Moreover, in its December 2011 decision, the Court had suggested that avenue by mentioning a “cooperative approach that permits a scheme recognizing the essentially provincial nature of securities regulation while allowing Parliament to deal with genuinely national concerns.”
To date, the following six jurisdictions have already officially chosen to opt in to the cooperative system: British Columbia, Saskatchewan, Ontario, Prince Edward Island, New Brunswick, and Yukon. In addition, Nova Scotia recently announced that it intends to opt in. However, it is hard to imagine a scenario where Quebec and Alberta would decide to join those jurisdictions in developing such a cooperative system. Indeed, the governments of those two provinces have consistently resisted the federal government’s attempts to create a national securities regulator. At this stage, it is important to bear in mind that the idea to create a national securities regulator is not new, and that discussions in that respect have been held at various levels for decades.

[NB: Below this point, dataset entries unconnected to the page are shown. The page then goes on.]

PR #491, opened 2022-03-16
MODINV-652 - Record matches are not decreased when additional match conditions are added to a job profile

RuslanLavrov:
## Purpose
It is necessary to expand the limit for records loading during a match profile processing. Currently a default limit value is used limit=10, that may not be enough for further processing multiple matching results by next linked match profile

## Learning
[MODINV-652](https://issues.folio.org/browse/MODINV-652)

### DIFF
--- a/src/main/java/org/folio/inventory/dataimport/handlers/matching/loaders/AbstractLoader.java
+++ b/src/main/java/org/folio/inventory/dataimport/handlers/matching/loaders/AbstractLoader.java
@@ -34,6 +34,7 @@ public abstract class AbstractLoader<T> implements MatchValueLoader {
 
   public static final String MULTI_MATCH_IDS = "MULTI_MATCH_IDS";
   private static final String ERROR_LOAD_MSG = "Failed to load records cause: %s, status code: %s";
+  private static final int MULTI_MATCH_LOAD_LIMIT = 90;
 
   private final Vertx vertx;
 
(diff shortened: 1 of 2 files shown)


Abdulkhakimov (approved):

src/main/java/org/folio/inventory/dataimport/handlers/matching/loaders/AbstractLoader.java
```diff
@@ -85,6 +88,21 @@ protected AbstractLoader(Vertx vertx) {
...
+   * Otherwise, for performance needs returns paging parameters with limit = 2, which is
+   * a minimum value that is necessary to get target record or identify whether multiple match result occurred.
+   *
+   * @param multiMatchResultParams - identifies whether to return paging parameters for multiple matching
+   * @return {@link PagingParameters}
+   */
+  private PagingParameters buildPagingParameters(boolean multiMatchResultParams) {
+    // currently, limit = 90 is used because of constraint for URL size that is used for processing multi-match result
+    // in scope of https://issues.folio.org/browse/MODDICORE-251 a new approach will be introduced for multi-matching result processing
+    return multiMatchResultParams ? new PagingParameters(90, 0) : new PagingParameters(2, 0);
```
VRohach, line 103: @RuslanLavrov I think it would be better to extract this value (90) to the specific constant via a logic-based name. What do you think?

VRohach (approved):

src/main/java/org/folio/inventory/dataimport/handlers/matching/loaders/AbstractLoader.java
RuslanLavrov: Hi @VRohach, moved to constant

AivarIUsupov (approved):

In Canada, the existing system consists of 13 different jurisdictions, with each province and territory having its own regulations and its own securities regulator. Proponents of the cooperative system delight in reiterating that Canada is currently the only G20 country without a national securities regulator like in the U.S. for example, where the Securities and Exchange Commission has jurisdiction over the entire country. However, these critics forget to mention that Canada’s current system has achieved a level of standardisation and efficiency that is unrivalled in our history. Let us simply mention the development of the passport system, for instance, which allows an issuer that files a prospectus in each province of the country to be able to proceed with that distribution while dealing only with the securities regulator in its own jurisdiction.

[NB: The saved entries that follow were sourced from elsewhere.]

PR #506, opened 2022-04-14
[MODINV-616] Afford related resources

wwelling:


src/main/java/org/folio/inventory/resources/Instances.java
```diff
@@ -603,7 +694,7 @@ private CompletableFuture<Instance> fetchPrecedingSucceedingTitles(
   // Utilities
 
   private CqlQuery cqlMatchAnyByInstanceIds(List<String> instanceIds) {
-    return CqlQuery.exactMatchAny("instanceId", instanceIds);
+    return CqlQuery.exactMatchAny(RelatedInstance.INSTANCE_ID_KEY, instanceIds);
```
marcjohnson-kint, line 697: Whilst I understand the value is the same, I think that is by coincidence and the reuse of the constant could be confusing for folks, especially given that these concepts are already easy to mix up (given their similar names and structure)

(same for preceding / succeeding titles)

src/main/java/org/folio/inventory/domain/instances/RelatedInstance.java
```diff
@@ -0,0 +1,64 @@
...
+      return object.toString().equals(this.toString());
+    } else {
+      return false;
+    }
+  }
+
+  @Override
+  public int hashCode() {
+    return toString().hashCode();
+  }
```
marcjohnson-kint, line 47: What are these used for?

src/main/java/org/folio/inventory/resources/InstancesResponse.java
```diff
@@ -30,6 +32,17 @@ public boolean hasRecords () {
...
+  public Map<String, List<RelatedInstance>> getRelatedInstanceMap() {
+    return Collections.unmodifiableMap(relatedInstanceMap);
+  }
+
+  public InstancesResponse setRelatedInstanceMap(
+    Map<String, List<RelatedInstance>> relatedInstanceMap) {
+
+    this.relatedInstanceMap = relatedInstanceMap;
+    return this;
+  }
```
marcjohnson-kint, line 44: I'm glad this is currently a single map. I understand it might be necessary to have the parent / child distinction, like instance relationships, when it comes to matching records.

marcjohnson-kint (commented):
As requested, I've given this a quick review of the approach.

I think the approach fits with my understanding of the desired domain (as confusing as it is) and with how the other related ideas have been implemented.

Thank you for renaming the variables / parameters for the instance relationships code to disambiguate them from related instances.

I share your concerns with the quantity of code needed to accomplish this and with the amount of duplication across these related (no pun intended) ideas. I think it is a good candidate for technical debt in the module.

src/main/java/org/folio/inventory/resources/AbstractInstances.java
```diff
@@ -56,17 +57,25 @@ public AbstractInstances(final Storage storage, final HttpClient client) {
     this.config = new InventoryConfigurationImpl();
   }
 
+  protected CompletableFuture<List<Response>> updateRelatedRecords(
+    RoutingContext routingContext, WebContext context, Instance instance) {
+
+    return updateRelatedInstances(instance, routingContext, context)
+      .thenCompose(r -> updateInstanceRelationships(instance, routingContext, context))
+      .thenCompose(r -> updatePrecedingSucceedingTitles(instance, routingContext, context));
+  }
```
marcjohnson-kint, line 66: Thank you for extracting this out, the future chains were getting a little unwieldy.

src/main/java/org/folio/inventory/resources/AbstractInstances.java
```diff
@@ -76,12 +85,66 @@ protected CompletableFuture<List<Response>> updateInstanceRelationships(Instance
...
+    Map<String, RelatedInstance> existingRelatedInstances = new HashMap<>();
+
+    relatedInstancesList.stream().map(RelatedInstance::new).forEachOrdered(related ->
+      existingRelatedInstances.put(related.id, related)
+    );
+
+    Map<String, RelatedInstance> updatingRelatedInstances = new HashMap<>();
+    if (instance.getRelatedInstances() != null) {
+      instance.getRelatedInstances().forEach(updating -> {
+        String id = (updating.id == null ? UUID.randomUUID().toString() : updating.id);
```
marcjohnson-kint, line 106: I'm not sure this will work for related instances in the current form. 

At the moment the `id` of the relationship isn't in the business logic API representation. If the client abides by that, then the `id` received from the client will always be null. Which might mean that a new related instance record is created.

This might be why the instance relationships representation exposes an ID (which unfortunately, has some negative impacts too (refer to [MODINV-674](https://issues.folio.org/browse/MODINV-674?focusedCommentId=128833&page=com.atlassian.jira.plugin.system.issuetabpanels:comment-tabpanel#comment-128833) for more details).

src/test/java/api/RelatedInstanceTest.java
```diff
@@ -0,0 +1,133 @@
...
+
+    var firstNodJson = nod(instanceId)
+        .put(Instance.TITLE_KEY, "An instance");
+
+    instancesClient.create(firstNodJson);
+
+    var thirdNodJson = nod(relatedInstanceId)
+        .put(Instance.TITLE_KEY, "A related instance")
+        .put(Instance.RELATED_INSTANCES_KEY, new JsonArray()
+            .add(createRelatedInstance(UUID.randomUUID(), relatedInstanceId, instanceId, relatedInstanceTypeId)));
```
marcjohnson-kint, line 77: This sends an `id` property which currently isn't defined in the API documentation

src/main/java/org/folio/inventory/resources/Instances.java
wwelling: Would you like I switch back to using string literals? There is one class in which causes a code smell due to the duplication of string literals.

src/main/java/org/folio/inventory/domain/instances/RelatedInstance.java
wwelling: Not sure if required at all. It was following the pattern from [InstanceRelationship](https://github.com/folio-org/mod-inventory/blob/master/src/main/java/org/folio/inventory/domain/instances/InstanceRelationship.java). Will gladly remove unless comparison is required of these RelatedInstance.

src/main/java/org/folio/inventory/resources/AbstractInstances.java
wwelling: How should we address this issue? Should it also be addressed for instance relationships at this time?

src/test/java/api/RelatedInstanceTest.java
wwelling: Yes, there is a bit of mismatch between the Instance schema for relatedInstances and what is actual. Will require multiple representations of related instance; one that is placed in relatedInstances on the Instance and another for the entity retrieved from mod-inventory-storage related-instances endpoint.

I am concerned of this difference and not sure what is the best approach to handle. Keep in mind there is already a slight mutation of the related instances placed on the instance response in which the instanceId and relatedInstanceId are swapped is not matching the instance id in the expected "directionality".

src/main/java/org/folio/inventory/resources/Instances.java
marcjohnson-kint: > Would you like I switch back to using string literals? There is one class in which causes a code smell due to the duplication of string literals.

I think this is an issue with static analysis.

I think it's ok to use a constant. I would prefer the constant was localised to that class and name more generally than specifically for related instances.

src/main/java/org/folio/inventory/resources/AbstractInstances.java
marcjohnson-kint: > How should we address this issue? 

If it's possible to hide the `id` of the related instance records (which are an artefact of the storage / business logic split rather than the domain) then I think we should.

This will mean the logic needed to detect how a related instance translates to storage will need to be different from instance relationships.

> Should it also be addressed for instance relationships at this time?

I don't think so. This would be a breaking change and folks haven't decided what to do about this. I don't think we should mix these two pieces of work together.

src/test/java/api/RelatedInstanceTest.java
marcjohnson-kint: > Yes, there is a bit of mismatch between the Instance schema for relatedInstances and what is actual. 

What do you mean by actual? Is it the storage representation of related instances?

> Will require multiple representations of related instance; one that is placed in relatedInstances on the Instance and another for the entity retrieved from mod-inventory-storage related-instances endpoint.

Yes, I think that is inherent in trying to hide the artefacts of 

> I am concerned of this difference and not sure what is the best approach to handle.

What concerns do you have about the difference?

I think there needs to be a mapping. I would expect there is a mapping in instance relationships. Am I wrong about that? Maybe that is why the `id` is exposed and the records are split between parent and child.

> Keep in mind there is already a slight mutation of the related instances placed on the instance response in which the instanceId and relatedInstanceId are swapped is not matching the instance id in the expected "directionality".

I understand that. That is the nature of the domain model and the way the storage / business logic split is achieved.

I don't know of a way to avoid it.

ramls/instance.json
```diff
@@ -27,6 +27,36 @@
...
+          "relatedInstanceTypeId": {
+            "description": "Id of the related instance type",
+            "type": "string"
+          }
+        }, 
+        "additionalProperties": false,
+        "required": [
+          "relatedInstanceId",
+          "relatedInstanceTypeId"
+        ]
```
marcjohnson-kint, line 57: Should instance ID also be required?

As I understand it, both are needed for a related instance to make sense. Since we are exposing that aspect and not using the host instance's ID, I think we need it to be provided here.

src/test/java/api/RelatedInstanceTest.java
```diff
@@ -0,0 +1,308 @@
...
+  public void testRelatedInstance() {
+    String id = UUID.randomUUID().toString();
+    String instanceId = UUID.randomUUID().toString();
+    String relatedInstanceId = UUID.randomUUID().toString();
+    String relatedInstanceTypeId = UUID.randomUUID().toString();
+    RelatedInstance relatedInstance = new RelatedInstance(
+        id,
+        instanceId,
+        relatedInstanceId,
+        relatedInstanceTypeId);
```
marcjohnson-kint, line 35: Why are the parameters formatted this way?

src/test/java/api/RelatedInstanceTest.java
```diff
@@ -0,0 +1,308 @@
...
+import org.junit.Test;
+
+import api.support.ApiTests;
+import io.vertx.core.json.JsonArray;
+import io.vertx.core.json.JsonObject;
+
+public class RelatedInstanceTest extends ApiTests {
+
+  @Test
+  public void testRelatedInstance() {
```
marcjohnson-kint, line 26: What does this test about a related instance?

src/test/java/api/RelatedInstanceTest.java
```diff
@@ -0,0 +1,308 @@
...
+
+        assertThat(secondInstanceSecondRelatedInstanceJson.getString(RelatedInstance.RELATED_INSTANCE_ID_KEY),
+            is(anotherRelatedInstanceId.toString()));
+    } else {
+        assertThat(secondInstanceFirstRelatedInstanceJson.getString(RelatedInstance.RELATED_INSTANCE_ID_KEY),
+            is(anotherRelatedInstanceId.toString()));
+
+        assertThat(secondInstanceSecondRelatedInstanceJson.getString(RelatedInstance.RELATED_INSTANCE_ID_KEY),
+            is(instanceId.toString()));
+    }
```
marcjohnson-kint, line 197: Why is this branching needed?

Is it to match up multiple related instance to the correct expectations?

src/test/java/api/RelatedInstanceTest.java
```diff
@@ -0,0 +1,308 @@
...
+
+import org.folio.inventory.domain.instances.Instance;
+import org.folio.inventory.domain.instances.RelatedInstance;
+import org.junit.Test;
+
+import api.support.ApiTests;
+import io.vertx.core.json.JsonArray;
+import io.vertx.core.json.JsonObject;
+
+public class RelatedInstanceTest extends ApiTests {
```
marcjohnson-kint, line 23: I think there also needs to be a test for when a related instance is removed.

src/test/java/api/RelatedInstanceTest.java
```diff
@@ -0,0 +1,308 @@
...
+    assertEquals(relatedInstanceTypeId, inverseRelatedInstance.relatedInstanceTypeId);
+
+    assertEquals(relatedInstance.id, inverseRelatedInstance.id);
+    assertEquals(relatedInstance.instanceId, inverseRelatedInstance.relatedInstanceId);
+    assertEquals(relatedInstance.relatedInstanceId, inverseRelatedInstance.instanceId);
+    assertEquals(relatedInstance.relatedInstanceTypeId, inverseRelatedInstance.relatedInstanceTypeId);
+  }
+
+  @Test
+  public void canCreateInstanceWithRelatedInstances() throws Exception {
```
marcjohnson-kint, line 65: Personally, I would use the sneaky throws trait rather than indicate this method throws a general exception (which provides almost no information to the reader)

Ideally, the sneaky throws trait could be put on only the methods invoked in the test that throw checked exceptions. That way other tests can benefit from this as well.

```suggestion
  @SneakyThrows
  public void canCreateInstanceWithRelatedInstances() {
```

marcjohnson-kint (commented):
Given the concerns raised about the implementation logic during our call, I'm not going to review that thoroughly as I am assuming that it mostly mimics that of the instance relationships except with a single array.

I think it could be good if the tests could be reworked a bit to remove the branching statements and some of the noise of handling HTTP and JSON where possible.

ramls/instance.json
wwelling: Yes it should. Thank you.

src/test/java/api/RelatedInstanceTest.java
wwelling: I am not sure. What is the appropriate style?

src/test/java/api/RelatedInstanceTest.java
wwelling: Tests the static method that swap instanceId and relatedInstanceId appropriately.

src/test/java/api/RelatedInstanceTest.java
wwelling: Because random UUID will be in a random order in the list.

src/test/java/api/RelatedInstanceTest.java
wwelling: Thanks. Will add.

src/test/java/api/RelatedInstanceTest.java
wwelling: Nice. Learn something new every day. Thanks.

src/test/java/api/RelatedInstanceTest.java
wwelling: Added.

src/test/java/api/RelatedInstanceTest.java
wwelling: I have tried ordering the collection before setting the list on the instance, but it appears serialization is causing reorder.

ramls/instance.json
```diff
@@ -27,6 +27,38 @@
...
+            "type": "string"
+          },
+          "relatedInstanceTypeId": {
+            "description": "Id of the related instance type",
+            "type": "string"
+          }
+        }, 
+        "additionalProperties": false,
+        "required": [
+          "id",
```
marcjohnson-kint, line 55: I'm not sure if `id` can be required. When a related instance is new, I don't think the UI (or client) will generate the `id`.

src/test/java/api/RelatedInstanceTest.java
```diff
@@ -0,0 +1,342 @@
...
+
+import api.support.ApiTests;
+import io.vertx.core.json.JsonArray;
+import io.vertx.core.json.JsonObject;
+import lombok.SneakyThrows;
+
+public class RelatedInstanceTest extends ApiTests {
+
+  @Test
+  public void testRelatedInstanceFrom() {
```
marcjohnson-kint, line 27: I think this is a unit test for mapping related instances from JSON to a instance of a class.

Is that correct?

If so, I think that should be in a separate class (in a namespace applicable to the code that has the mapping code) to the API tests.

marcjohnson-kint (approved):
Following our earlier conversation, I think we defer an further refinement / improvement of the readability of the API tests to a separate pull request / activity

Be that as it may, the objectives sought by proponents of the cooperative system relate primarily to questions of harmonisation and efficiency, the cooperative system allowing the implementation of a single national securities scheme overseen by a council of the federal and provincial finance ministers.

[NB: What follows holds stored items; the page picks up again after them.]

PR #507, opened 2022-04-15
MODINV-577 Match logic for VRN matches to Inventory records

viacheslavkol:
## Purpose
To implement the matching logic invoked when a user selects Vendor reference number (VRN) as the matchpoint from an incoming MARC Bibliographic record to an existing Inventory Instance, Holdings, or Item
## Approach
- add preloading field
- extend OrdersPreloaderHelper to support VRN matches
- implement unit tests

## Learning
[MODINV-577](https://issues.folio.org/browse/MODINV-577)

### DIFF
--- a/src/main/java/org/folio/inventory/dataimport/handlers/matching/preloaders/OrdersPreloaderHelper.java
+++ b/src/main/java/org/folio/inventory/dataimport/handlers/matching/preloaders/OrdersPreloaderHelper.java
@@ -9,6 +9,7 @@ import static org.folio.inventory.support.CqlHelper.buildMultipleValuesCqlQuery;
 import java.util.List;
 import java.util.concurrent.CompletableFuture;
 import java.util.function.Function;
+import java.util.stream.Collectors;
 
 import io.vertx.core.json.JsonArray;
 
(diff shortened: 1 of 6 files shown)


src/main/java/org/folio/inventory/dataimport/handlers/matching/preloaders/OrdersPreloaderHelper.java
```diff
@@ -19,6 +20,9 @@
 
 public class OrdersPreloaderHelper {
 
+    private static final String ORDER_LINES_CQL_PATTERN = "purchaseOrder.workflowStatus==Open AND %s";
+    private static final String VRN_VALUE_CQL_PATTERN = "\"\\\"refNumber\\\":\\\"%s\\\"\"";
```
psmagin, line 24: In documentation is specified another way to query this type of values: https://github.com/folio-org/raml-module-builder/blob/master/README.md#cql-matching-array-elements

`property =/@type1 value`

order-storage has the same structure in schema.json 
image


please test this type of query

psmagin (approved):

Shans-Kaluhin (approved):

DieHardJava (approved):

A Look at the Supreme Court of Canada Decision
In the reference of November 9, 2018, the Supreme Court of Canada had to answer two very specific questions:
1- Does the Constitution of Canada authorize the implementation of pan-Canadian securities regulation under the authority of a single regulator?
2- Does the draft of the federal Capital Markets Stability Act exceed the authority of the Parliament of Canada over the general branch of the trade and commerce under the Constitution Act, 1867?
Answering the first question in the affirmative, the Court commented that since the system in question is a cooperative one, with each province and territory retaining the right to opt in to the system or not, “[W]e find that the Cooperative System does not improperly fetter the legislatures’ sovereignty, nor does it entail an impermissible delegation of law-making authority.”
As for the second question, the Court answered it in the negative, initially stating that, “[O]ur view is that the subject matter of the Draft Federal Act falls within the general branch of Parliament’s trade and commerce power pursuant to s. 91(2) of the Constitution Act, 1867.” Later on, the Court added the following: “When the Draft Federal Act is viewed as a whole, its pith and substance clearly does not relate, as Quebec suggests, to regulation of the trade in securities generally. Rather, its subject matter accords with its stated purposes: ‘to promote and protect the stability of Canada’s financial system through the management of systemic risk related to capital markets’, and “to protect capital markets, investors and others from financial crimes’.”
What Can We Expect Next?
In closing, what developments can we expect in the coming months? Obviously, this is a question that is more political than legal. In view of the many new governments (both federal and provincial) that have been elected since the current memorandum of agreement was formulated, it is not easy to determine exactly where this question will fit into the governmental priorities of these multiple legislatures, not to mention that there will be a federal election before the end of 2019. To be continued…
To learn more about securities regulation, sign up for our Strategic Forum on Corporate Financing, which will be held on Tuesday, February 19, 2019 in Montreal and Quebec City.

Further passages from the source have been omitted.